Но городу нужно прислушаться к словам старого человека Поласова: город умрет, если забудет о природе, деревне, станет жить во имя себя, своего железобетонного величества.
САМУМ
Леня-пастух потрогал струны домбры, ударил сразу по всем, как бы попросив внимания, и начал петь протяжно, негромко:
Ветер горяч и угрюм,
Над степью буранит самум…
Резкий всхлип струн, четкий, хрипловатый выкрик:
Злой песок,
Солнце злое,
Прячься все,
Что живое!..
И дальше — то замирая до шепота, то вскидывая плечи и домбру вместе с голосом:
Это степная пурга,
Барханы ползут, как снега,
Злой песок,
Злая соль,
Всем живым —
Страх и боль!
Пронесись стороной, самум,
Не оставь нам печальных дум.
Злой песок,
Солнце злое…
А за стенами свистел, гудел горячий пыльный ураган, в окнах было желто, в доме полутемно. Закипел он где-то в Каракумах, в самом пекле, аде черных песков, и хлынул на север.
За час-полтора до него Седьмой Гурт вдруг осенила свежесть, будто, закипая в раскаленном песчаном котле, ураган потянул к себе прохладу. По двору, огороду пробежала Верунья, крикнула, чтобы прятали птицу, загоняли скот: Маруся бросилась в степь за Леней. И только управились — закрыли овчарню, птичник, наносили воды, плотно закупорили колодец, позвали в сени собак, — небо пожелтело, дымная мгла стала клочьями вздыматься над горизонтом, пожирая свет, накрывая увалы. Солнце округлилось, кроваво окрасилось. Один, другой горячий, разбойный наскок ветра, словно проверяющего: можно ли пожаловать самому хозяину Самуму? — а затем сгусток сыпучего соленого воздуха пронесся через Седьмой Гурт и поволок куда-то на север нескончаемый хвост взбесившегося каракумского песка.
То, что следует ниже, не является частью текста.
PR #337, opened 2015-09-28
raws bases still use `/base_controller` namespace instead of `/base/driver`

benmaidel:

PR #331, opened 2015-09-22
[WIP] Allow multi-robot simulation

ipa-srd-fg:
- delete leading slashes -> relative path 
- renaming laser scan topics
- use `robot_id` in gazebo plugin

PR #346, opened 2015-11-02
[WIP] Towards Multi-Robot-Support (NOT Multi-Robot-Support)

fmessmer:
Supersedes #331 and #337 
Considers all remarks from #331
Includes additional changes to be compatible to https://github.com/ipa320/cob_common/pull/174

I'm going to test this with the real hardware tomorrow...


fmessmer:
ToDo:
- ~~update .rviz configs according to new topic names~~ :point_right: done

Call for feedback:
Simulated diagnostics are all wrong for most of the robots...they do not match the patterns defined in the aggregator yaml....I really tempted to rather delete diagnostics in simulation than fix them:
- raw's do not use simulated diagnostics at all
- cob's simulated diagnostics have only been introduced to "make the light green" in the dashboard
- they are consuming quite some CPU, and take almost forever to spawn
- they do not provide any meaningful data
  Comments?

:point_right: We'll remove it in a separate PR after this has been merged!

fmessmer:
Some insights/problems from testing on cob4-2:
- ~~/safety_controller/base_controller/odometry is not subscribing to /base/odometry_controller/odometry~~
- ~~`/safety_controller/diagnostics` and `/cob_sound/diagnostics` are not properly remapped~~
- ~~service_ns `base/driver` resolves to `/command_gui/torso/driver/init`~~
- containt: "base" in diagnostics is not sufficient, as `base_laser_X` contains "base", too

cob_bringup/robots/cob3-2.xml
```diff
@@ -42,15 +42,15 @@
 		<!-- lower robot -->
 		<include file="$(find cob_bringup)/drivers/sick_s300.launch" >
 			<arg name="robot" value="$(arg robot)" />
-			<arg name="name" value="front" />
+			<arg name="name" value="base_laser_front" />
```
benmaidel, line 45: what do you think about namespacing like we have done it with the controllers. Eg: `base/laser/front`

fmessmer:
I had to undo some of the "global / removal" changes introduced by @ipa-srd-fg as it did not work well for  cob4-2 without global `/`, e.g.
- cob_sound and safety_controller do not publish to global but to local diagnostics topic
- topic_ns and service_ns in cob_default_robot_config gets resolved to /command_gui/... without global /

Still, I think this (set of) PR introduces quite a few good contributions/cleanups/simplifications....I was able to "operate" most of cob4-2's components, but more testing would be required!
@ipa-nhg could you take care of testing it more sorrowfully on cob4-2 and maybe a cob3 and a cob4 simulation?
@ipa-srd could you take care of testing it with a raw3?

For proper testing, you would need latest indigo_dev branches for most of the packages, as well as my `feature/multi_robot` branches from the following repos:
- cob_common
- cob_driver
- cob_robots

Once the bringup layer is stable....navigation repos should be adjusted accordingly....

I'll be out-of-the-office until 16th...but can reply to github discussion!

cob_bringup/robots/cob3-2.xml
fmessmer, line 45: I chose this name as it is analog to the link name which is base_laser_X_link....also, I think a none-slash'ed **name** is more convenient than a slash'ed name...

NadiaHG:
This pull request mixes different features, and also it will not work for a multirobot environment. Is it not better if we open a pull request pro feature? I though that we decided try to make the pull requests as concrete as possible. 

We can divide this pull request into:
- upload the base namespaces /base_controller.. to /base/driver... : this pull request is already open https://github.com/ipa320/cob_robots/pull/337/files and tested on the robot , we can merge it.
- Renamed the laser scanner and the camera topics and links, still not tested but it looks good for me , this pull request will require https://github.com/ipa320/cob_common/pull/174 and the navigation and perception packages have to be adapted. 
- The fake diagnostics parameters , it will only affect the simulation
- Updated cartesian controller parameter (for example https://github.com/ipa320/cob_robots/pull/346/files#diff-b0b2f206f0d7c50ca51f6535641fc322)
- removed global namespace : from my point of view this feature is at the moment not mergeable , it doesn't work for a multirobot environment. Also this feature has to be carefully tested, maybe it will require some driver modifications... Some launch files(drives) require global namespaces , it is not removable for all the cases , in order to make it working at the moment on the hardware we will have a mix between global namespaces and local namespaces.

cob_bringup/robots/cob3-2.xml
mathias-luedtke, line 45: But at the topics should be moved into the base namespace..

mathias-luedtke:
+1 for splitting

benmaidel:
+1 for splitting this PR

+1 consistent topic namespaces `base/laser/...`

+1 for merging PR #337 first (this one is tested and open for over a month, do not superseed it with this big PR)

fmessmer:
I moved some less disputed parts of this PR into PRs of their own (#351, #352, #353, #354, #355, #356)

The rest of this PR is related to global namespaces, laser topic names, etc. and will be discussed according to the architecture discussion....

floweisshardt:
already merged your PRs

fmessmer:
updated...

mathias-luedtke:
I just scrolled down the change list (still too many files for a review). The leading slash must not be removed from remaps if the node is running in a namespace. The namespace might even be introduced in the including file.

cob_bringup/drivers/hokuyo.launch
```diff
@@ -9,9 +9,7 @@
 	<rosparam ns="laser_$(arg name)" command="load" file="$(arg pkg_hardware_config)/$(arg robot)/config/laser_$(arg name).yaml"/>
 
 	<!-- start laser driver -->
-	<node ns="laser_$(arg name)" pkg="hokuyo_node" type="hokuyo_node" name="laser_$(arg name)" respawn="false" output="screen">
```
ipa-mdl: This a non-trivial change and does not belong to a multi-robot feature.

cob_bringup/drivers/hokuyo.launch
```diff
@@ -9,9 +9,7 @@
...
-		<remap from="scan" to="/scan_$(arg name)_raw"/>
-	</node>
+	<node ns="laser_$(arg name)" pkg="hokuyo_node" type="hokuyo_node" name="laser_$(arg name)" respawn="false" output="screen"/>
```
ipa-mdl: This a non-trivial change and does not belong to a multi-robot feature.

cob_bringup/drivers/hokuyo.launch
```diff
@@ -9,9 +9,7 @@
...
```
mathias-luedtke, line 12: This a non-trivial change and does not belong to a multi-robot feature.

fmessmer:
Again:
**This PR does not provide Multi-Robot-Support!**
It simply tries to play back a couple of insights gained during the experiments performed by @ipa-srd-fg **towards** Multi-Robot-Support!

Mainly the many hard-coded global namespaces have been blocking the usage of the current (Single-Robot) setup in a scenario with several robot instances! In case a current hardcoded topic is needed in a remap, this will then probably lead to problems again and we might need to find a solution with which topics do not need to be remapped globally...

However, putting each robot in a new namespace of its own did not work well enough due to other problems faced, mainly regarding tf_prefix and more hard-coded global namespaces in non-ipa320-related code. This is why it has been decided to hold this approach and try the Multi-Master-Approach (currently investigated by @ipa-srd-fg).

However and still, I was thinking that _some_ of the changes of #331 would be helpful for our standard Single-Robot setup, too, which is why I created this PR here

Due to the discussion about Architecture and not yet agreed consistent topic names and such, **this PR is not meant to be merged** (yet)....
I only was merging with latest ipa320/indigo_dev to resolve the merge conflicts and to reduce this PR as my single feature PRs #351 - #356 have been merged!
I am willing to further reduce this step by step as we agree on how to deal with this...and finally this PR will be squashed or even closed anyway....until then this PR can be seen as a reminder or simply for discussion.

---

And "too many files" does not necessarily hold for cob_robots! 
Changing something for one robot sometimes needs to be changed in several files for even the same robot....and we have **13 robots** both in simulation and hardware!

cob_bringup/drivers/hokuyo.launch
fmessmer, line 12: As soon as we agree on what topic name to use for laser scanners, this feature will be proposed in a separate PR and reduced from this PR...

mathias-luedtke:
> this PR is not meant to be merged

Then we should mark it or lock it.

> (yet)

It should not be merged (as it is now) because it cannot work.

> And "too many files" does not necessarily hold for cob_robots! 
> Changing something for one robot sometimes needs to be changed in several files for even the same robot....and we have 13 robots both in simulation and hardware!

Agreed. "too many files" was not what I actually meant.
Since we have so many robots the commits should include one feature for all robots and not different features for one robot.

So for example "stripped leading slashes from frame names" would be nice for review.
The reviewer could review this single commit only and check if all frame are touched an nothing else.
This way we can review hundreds of files and thousands of changes.

fmessmer:
Restructuring the laser scanner topics is done in a fresh PR #376 
Everything else changed within this PR here, has been discussed and agreed to be discarded i.e. global namespaces is kept for now (for both topics and link names).

The only things left would be the restructuring of the camera sensor topics. However, I will provide a PR once  https://github.com/ipa320/cob_common/pull/179 has been finalized...

Thus, I will close this PR (finally)

PR #347, opened 2015-11-03
removed leading / from tf frame names. 

benmaidel:
They are no longer supported in tf2.
If you use a tf2 you will get the following error if you use leading slash in tf name:
`Transform failure: Invalid argument "/torso_cam3d_left_link" passed to lookupTransform argument source_frame in tf2 frame_ids cannot start with a '/' like`

### DIFF
--- a/cob_bringup/drivers/openni.launch
+++ b/cob_bringup/drivers/openni.launch
@@ -13,8 +13,8 @@
 	<include file="$(find openni_launch)/launch/openni.launch">
 		<arg name="camera" value="$(arg name)"/>
 		<arg name="device_id" value="$(arg device_id)" />
-		<arg name="rgb_frame_id" value="/$(arg name)_link" />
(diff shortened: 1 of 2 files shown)


fmessmer:
I guess beside that issue, the cam3d topic names need a significant review anyway as topics in simulation do not match the topic names on real hardware for most of the kinect/softkinetic/prosilica sensors....  
As #346 tries to introduce a consistent naming in simulation...can we tackle this issue after #346 has been merged and then try to remove trailing slashes for link_names wherever it applies?

benmaidel:
I think you mixed two things together. This PR has nothing to do with cam3d topic names and it is also not related to #346. This is only a fix for the openni launch. This PR is fine to merge without considering any other PRs.

floweisshardt:
I'll merge this and open a new issue for reviewing camera topic names.

floweisshardt:
new issue is https://github.com/ipa320/cob_robots/issues/348

PR #355, opened 2015-11-08
fix and consistent services and topics in base config

fmessmer:
fix names for cob3's and make config files consistent
(split this feature from #346)


NadiaHG:
LGTM

floweisshardt:
LGTM

PR #356, opened 2015-11-08
remove lookat

fmessmer:
as it is not used/supported anymore
(split this feature from #346)


mathias-luedtke:
Is it superseded by the new twist controller?
Looks like other relics are spread all over ipa320..
At least lookat.urdf.xacro should be deleted or do you really want to keep it?

fmessmer:
cob_twist_controller does (**not yet**) provide the lookat functionality...but when it does, it will not require anything to be added to the urdf (hopefully)...
However, it hasn't been working anymore based on the URDF (whose leftover-changes have been removed in this PR)!

@ipa-mdl: what other occurrences did you spot?
For testing, I would like to keep the lookat.urdf.xacro in cob_common for the time being...

floweisshardt:
LGTM

PR #358, opened 2015-11-10
remove simulated fake_diagnostics

fmessmer:
this removes all the simulated fake_diagnostics...
...as they were not compatible with their respective real robot hardware configuration
...as raw's did not use them so far

Diagnostics in the dashboard now just are STALE
sim_dashboard_stale


floweisshardt:
LGTM

NadiaHG:
LGTM

PR #359, opened 2015-11-10
[WIP] add sensorring sensors within cob_hardware_config

fmessmer:
This is related to [this discussion](https://github.com/ipa320/cob_common/pull/175#issuecomment-154128294) from https://github.com/ipa320/cob_common/pull/175

By adding the sensors like this, the original sensorring.urdf.xacro in cob_common (i.e. without sensor) can be used without any changes in cob_common (i.e. the sensorring_XXX.urdf.xacro could be removed again). In case another/additional sensor is mounted to the sensorring (or anywhere else on the robot), only the new file `cob4-2.sensors.xacro` needs to be modified (and of course according launch files in cob4-2.xml).

I'm open for discussion about how to name this file....maybe it could make sense to name it (non-sensor-related) e.g. cob4-2.[additons|aux|...].xacro. If we name it in a more general way, it might not necessarily be limited to sensors...but could be used for other components, too...
Doing it like that could also be applied to the other robots...i.e. raw3-1 has a lot of "attachements" added within raw3-1.urdf.xacro....by moving those into the additional file...the main file would look "cleaner"...

What do you think?
Agreement could be discussed on Monday!

### DIFF
--- a/cob_hardware_config/cob4-2/urdf/cob4-2.sensors.xacro
+++ b/cob_hardware_config/cob4-2/urdf/cob4-2.sensors.xacro
@@ -1,0 +1,11 @@
+<?xml version="1.0"?>
+<robot xmlns:xacro="http://www.ros.org/wiki/xacro">
+
+  <!-- sensorring sensors -->
+  <xacro:include filename="$(find cob_description)/urdf/sensors/kinect.urdf.xacro" />
+
+  <xacro:cob_kinect_v0 name="sensorring_cam3d" ros_topic="sensorring_cam3d" parent="sensorring_link">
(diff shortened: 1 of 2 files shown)


NadiaHG:
I would like to define the whole robot together, for me a camera is a component , like an actuator, 

My suggestion was define a new level between robot and component: modules. And also define a default configuration for each module.  The robots bringup should use (as links) the default configuration of each module. Because also ,at the moment, I have the problem that if I create a new robot I have to COPY all the configuration files , and if we modify a feature we have to adapt the configuration files for all the robots.

I tried to create a tree structure of my idea:

screenshot from 2015-11-13 11 44 36

fmessmer:
Let's keep this locked and unmerged until we discussed how to simplify the configuration structure during one of our next orga sessions....

fmessmer:
closing in favor of issue #437

PR #361, opened 2015-11-12
fixed/cleaned raw3-3 config

benmaidel:
removed old unnecessary frida stuff

### DIFF
--- a/cob_hardware_config/raw3-3/config/robot_modules.yaml
+++ b/cob_hardware_config/raw3-3/config/robot_modules.yaml
@@ -1,1 +1,1 @@
-robot_modules: ['base','arm']
+robot_modules: ['base','torso']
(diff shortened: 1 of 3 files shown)


benmaidel:
tested on raw3-3!

floweisshardt:
LGTM

NadiaHG:
LGTM

cob_hardware_config/raw3-3/config/robot_modules.yaml
```diff
@@ -1 +1 @@
-robot_modules: ['base','arm']
+robot_modules: ['base','torso']
```
mgruhler: What is the torso on raw3-3? The linear actuators on top? Can this be moved via teleop (this is what `robot_modules.yaml` is for, right?) or why do we need to add this here?

benmaidel: In fact a mistake. Mixed raw3-1 and raw3-3 together.

fmessmer:
Formal Review OK

PR #435, opened 2016-02-19
restructure canopen driver yamls and remove canX yamls

### LINKED ISSUE #420: remove canX.yaml files and integrate into component specific yaml files
currently can0.yaml is used on the base pc for the base and on the torso pc for the arms/sensorring/torso. If we keep a common can0.yaml we cannot have different CAN configurations for e.g. base and torso.

@ipa-mdl had some suggestion how to restructure

fmessmer:
fixes #420 according to @ipa-mdl's concept

I did not adjust the driver.yaml's of:
- raw3-3
- raw3-6
  as they still use the old ipa_canopen config layout in there respective yaml file and we do not have access to the hardware....

### DIFF
--- a/cob_bringup/drivers/canopen_402.launch
+++ b/cob_bringup/drivers/canopen_402.launch
@@ -8,7 +8,7 @@
 
 	<!-- parameters for CANopen node -->
 	<node ns="$(arg component_name)" pkg="canopen_motor_node" type="canopen_motor_node" name="$(arg component_name)_driver" output="screen" clear_params="true">
-		<rosparam command="load" file="$(arg pkg_hardware_config)/$(arg robot)/config/$(arg can_device).yaml" />
+		<rosparam param="bus/device" subst_value="True">$(arg can_device)</rosparam>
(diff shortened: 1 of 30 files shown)


floweisshardt:
FR: OK

fmessmer:
After merging this, we should switch the `interval_ms` back from 10 to 20 in all `base_driver.yamls` in order to gain the control frequency of 50Hz...that has been used by the old undercarriage_ctrl driver (see [here](https://github.com/ipa320/cob_driver/blob/indigo_dev/cob_undercarriage_ctrl/ros/src/cob_undercarriage_ctrl.cpp#L135))

floweisshardt:
tested on cob4-2: OK (setting interval_ms to 20 seems to solve shaking behaviour)

fmessmer:
> (setting interval_ms to 20 seems to solve shaking behaviour)

See my [comment](https://github.com/ipa320/cob_robots/pull/441#issuecomment-188218048) in #441

PR #436, opened 2016-02-19
rename canopen node and adjust diagnostics

fmessmer:
as discussed with @ipa-mdl - follow-up of #434 
- renamed the node name
- updated `contains` tags of the canopen components in diagnostic_analyzer for robots using canopen components


floweisshardt:
FR: OK

PR #439, opened 2016-02-22
setting default parameters for backwards compatibility with configurable odometry_controller

fmessmer:
**only merge together with https://github.com/ipa320/cob_control/pull/90**

as the hardcoded default values of the odometry_controller have been changed in https://github.com/ipa320/cob_control/pull/90, this PR sets the according frames again in the yaml for backwards compatibility (until nav packages have been converted to new defaults).....this restores the behavior as it was before

### DIFF
--- a/cob_hardware_config/cob3-2/config/base_controller.yaml
+++ b/cob_hardware_config/cob3-2/config/base_controller.yaml
@@ -37,6 +37,10 @@ twist_controller:
 odometry_controller:
   type: cob_omni_drive_controller/OdometryController
   publish_rate: 50
+  frame_id: "/odom_combined"
+  child_frame_id: "/base_footprint"
+  cov_pose: 0.1
+  cov_twist: 0.1
   defaults: # default settings for all wheels, can per overwritten per wheel
     wheel_radius: 0.080 # Radius of the wheels in [m]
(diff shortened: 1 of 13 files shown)


cob_hardware_config/cob3-2/config/base_controller.yaml
```diff
@@ -37,6 +37,10 @@ twist_controller:
 odometry_controller:
   type: cob_omni_drive_controller/OdometryController
   publish_rate: 50
+  frame_id: "/odom_combined"
```
mgruhler, line 40: I guess we can get rid of the leading slashes here, as all calls to tf have the slash stripped under the hood, right?
Problems will probably only occur once we manipulate the respective ids manually.

Or not?

fmessmer, line 40: As this PR has "backwards compatibility" in its name, I'm simply making sure that the values are set to the exact same value as before - i.e. including `/`.
Getting rid of the leading slash should happen in a new PR...

mgruhler:
CR: ok then.

fmessmer:
Tested on cob4-1, able to set frames and cov, works as expected...

PR #440, opened 2016-02-23
add missing image_flip nodes to simulation

fmessmer:


cob_bringup/robots/cob3-2.xml
```diff
@@ -114,6 +114,7 @@
 		</include>
 		<!--include file="$(find cob_bringup)/drivers/image_flip_nodelet.launch" >
```
NadiaHG, line 115: why nodelet with the argument `start_manager` false?

floweisshardt:
CR: OK

cob_bringup/robots/cob3-9.xml
```diff
@@ -157,6 +157,7 @@
 		</include>
 		<!--include file="$(find cob_bringup)/drivers/image_flip_nodelet.launch" >
```
NadiaHG, line 158: why nodelet with the argument `start_manager` false?

NadiaHG:
@ipa-fmw and @ipa-fxm  , what about 2 reviews are needed before merge a pull request? Also travis didn't finished

cob_bringup/robots/cob3-9.xml
fmessmer, line 158: I just kept the arguments as they were used for the real robot...there they are commented out anyway....I don't know why `start_manager` was set to `false` for cob3-2 and cob3-9...but I did not want to change that....

fmessmer:
travis is green now :wink:

PR #441, opened 2016-02-24
set all base driver configs to interval_ms=20

floweisshardt:
follow up on #435


fmessmer:
Conducting the same input test case and comparing the resulting plot below to https://github.com/ipa320/cob_control/issues/91#issuecomment-188154604, I don't think this significantly improves the base driving behavior....

twist_odom_interval_20ms

Still I think it is the correct thing to do!

fmessmer:
is included in #445 
Closing in favor of #445

Issue #403, opened 2016-01-19
raw3-1 emergency state topic in wrong ns


stefandoerr:
in raw3-1.xml the relayboard.launch is started in simulation mode which results in a wrong ns of the /emergency_stop_state topic (which is relayboard/emergency_stop_state) and the robot can not be moved.

NadiaHG:
This PR https://github.com/ipa320/cob_robots/pull/395  solves the problem

fmessmer:
Even if #395 solves the namespace problem in simulation....why is this node run in simulation mode **on real hardware** anyways? There seems to be something wrong about this...

mgruhler:
I guess because the r@w does not have a relayboard. How is it handled on cob4?

fmessmer:
If raw3-1 does not have a relayboard, we should not have the robot to require a topic coming from this node in order to be able to operate it...
Which node requires a message on `/emergency_stop_state` on the raw3-1? @ipa-srd @ipa-nhg could you check this with `rostopic info`?

destogl:
> Even if #395 solves the namespace problem in simulation....why is this node run in simulation mode on real hardware anyways? There seems to be something wrong about this...

This is something I found out a year a go or so, but I was never really sure and had time to change it for all robots. For raw3-5 should be changed in #400 

> I guess because the r@w does not have a relayboard.

raw3-5 has? Or at least can publish this topics through phidgetboard. Probably I have to look at it again more closely.... Anyway I solved it for raw3-5...

mgruhler:
Yes, the `emergency_stop_state`  topic can be published from a phidget board.

destogl:
But than on all r@ws (if all have phidged board) this:

```
<include file="$(find cob_bringup)/drivers/relayboard.launch" >
        <arg name="sim" value="true" />
</include>
```

should be changed for this:

```
<include file="$(find cob_bringup)/drivers/phidgets.launch" >
        <arg name="robot" value="$(arg robot)" />
</include>
```

as I did in #400 

And of course we should take care that phidget board configuration is correct.

mgruhler:
True, but not all have a phidget board (actually, I'm not sure if there not only two that actually have one). And there are different versions. We have to check with our r@w's, at least the two that are still at IPA. For the rest, we need to keep it as is.

destogl:
Ok check it, at KIT we have phidgetboard, so for raw3-5 it can be also changed.

benmaidel:
[...]

PR #445, opened 2016-03-04
enable velocity sensor for um2 mode

### LINKED ISSUE #98: [cob4_base][ros_canopen][cob_elmo_homing] Debugging cob4_base performance
Initial assumption:
cob4-base seems to behave "jerkier" since recently. This _could_ be related to switching to `ros_canopen`, but is not guaranteed to be the reason as the behavior has not been monitored in such detail before...so no comparable plots are available.

Creating this issue to document the progress and the insights.
@ipa-mdl @ipa-fmw @ipa-tif @ipa-bnm

(Setup is latest `ros_canopen` (as of https://github.com/ros-industrial/ros_canopen/commit/e513abc12cea620ab32b058bc90252a0e10ada97) and latest "ipa320/indigo_dev" (as of today))

fmessmer:
fixes https://github.com/ipa320/cob_control/issues/98

includes #441 

currently only needed for cob4-1/cob4-2...not required for cob4-3/cob4-4/cob4-6...not yet applicable for cob3's and raw's (https://github.com/ipa320/cob_robots/issues/403)...

### DIFF
--- a/cob_hardware_config/cob4-2/config/base_driver.yaml
+++ b/cob_hardware_config/cob4-2/config/base_driver.yaml
@@ -1,5 +1,5 @@
 sync:
-  interval_ms: 10
+  interval_ms: 20
   overflow: 0
 heartbeat:
   rate: 20
@@ -9,6 +9,7 @@ defaults:
   eds_pkg: cob_hardware_config
   eds_file: "common/ElmoSimplIQ.dcf"
   dcf_overlay:
+    "606A": "1" # read velocity from velocity sensor
     "607F": "240000" # max profile velocity
     "6083": "1000000" # profile acceleration
     "6084": "1000000" # profile deceleration


fmessmer:
Tested on cob4-1 (see https://github.com/ipa320/cob_control/issues/98)

fmessmer:
@ipa-fmw @ipa-bnm 
I think you need to merge this PR for the demo on Monday/Tuesday as the `UM` mode is already set to `UM=2` on the robot....
(The robot is operable without merging, but you will not receive any velocities in the `/base/joint_states` ....this also leads to a zero twist on the `odometry` topic...I'm not sure whether navigation uses the twist....)

fmessmer:
Tested on cob4-1...merging because cob4-1 HW is already configured and requires it...

PR #447, opened 2016-03-17
MLR actual version

NadiaHG:
After some hardware changes the scanners and the flexisoft system are not connected to the base PC. The pull request is just the adaptation of the software to the actual hardware.


NadiaHG:
An extra topic is the urdf , I think that it makes not sense create a new base.urdf.xacro model, because we dont have the 3d model of the actual base. Also the simulation can be adapted, but I propose remove it. I don't think that we should support a simulation model that will not be used because the simulation  have nothing to do with the real robot.

cob_bringup/robots/cob4-3.xml
```diff
@@ -23,25 +23,6 @@
...
-			<arg name="robot" value="$(arg robot)" />
-			<arg name="name" value="base_laser_left" />
-		</include>
-		<include file="$(find cob_bringup)/drivers/sick_flexisoft.launch" >
-			<arg name="robot" value="$(arg robot)" />
-		</include>
-		<include file="$(find cob_bringup)/drivers/scan_unifier.launch" >
-			<arg name="robot" value="$(arg robot)" />
-		</include>
-
```
fmessmer, line 44: ~~So those platforms do not use the Sick scanners and no FlexiSoft?
What do they use instead?~~
Where are they connected to?

fmessmer:
As to the URDF, the difference about the base is that they do not use the white cover, right? Those are just a single mesh and could be made parameterizable via xacro-argument...

And what do you think needs to be changed about the simulation?

cob_bringup/robots/cob4-3.xml
NadiaHG, line 44: They have still scanners(only 2) and flexisoft but the devices are not connected to the base computer, they have their own system to manage the sick components

fmessmer:
After discussion with @ipa-nhg, I think the proposed PR is the best approach (minimal effort) to adjust to the updates....as long as it is not a problem for them to have wrong tf's from the (3) laser scanner (mounted directly to the base in our URDF)...I'd also keep the simulation...as removing them would mean more efforts....it's a nice looking base the way it is....:wink:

Гуртовики и гости собрались в доме старейшины. Так здесь было заведено пережидать самум.
Все сидели за столом. По одну сторону — Гелий, Иветта, Авенир; по другую — Леня, Маруся, Верунья (впрочем, Верунья почти не сидела, уходила на кухню, поглядывая оттуда черным глазом из-под низко надвинутого платка); во главе стола, спиной к глухой стене, — Матвей Гуртов.
Пообедали вареной бараниной, лепешками, молоком. Теперь пили пузыристый, коричневый, холодный квас, резко бивший в нос, а при большом глотке и слезивший глаза.
Иветта налила из кувшина, поднесла Лене полный стакан:
— За песню. Крепенький напиток!
— Мы-т раз бочку, выпили, пока самум-т пережидали, — с угрюмоватой усмешкой проговорил старейшина.
— Песня у тебя, Леня, хорошая, особенно под домбру: такая природа в ней и тоска, — сказал Авенир. — Может, еще что-нибудь?
Гелий, пощипывая бородку, задумчиво хмурясь, попросил:
— Нельзя ли повеселее?
— Он умеет, — живо подхватила Маруся, одарив гостей заранее вспыхнувшей радостью. — Леня, частушки!
— Зажигайте свет, — поднялся старейшина. — Пойду ставни-т закрою. А то как бы окна не выдавило.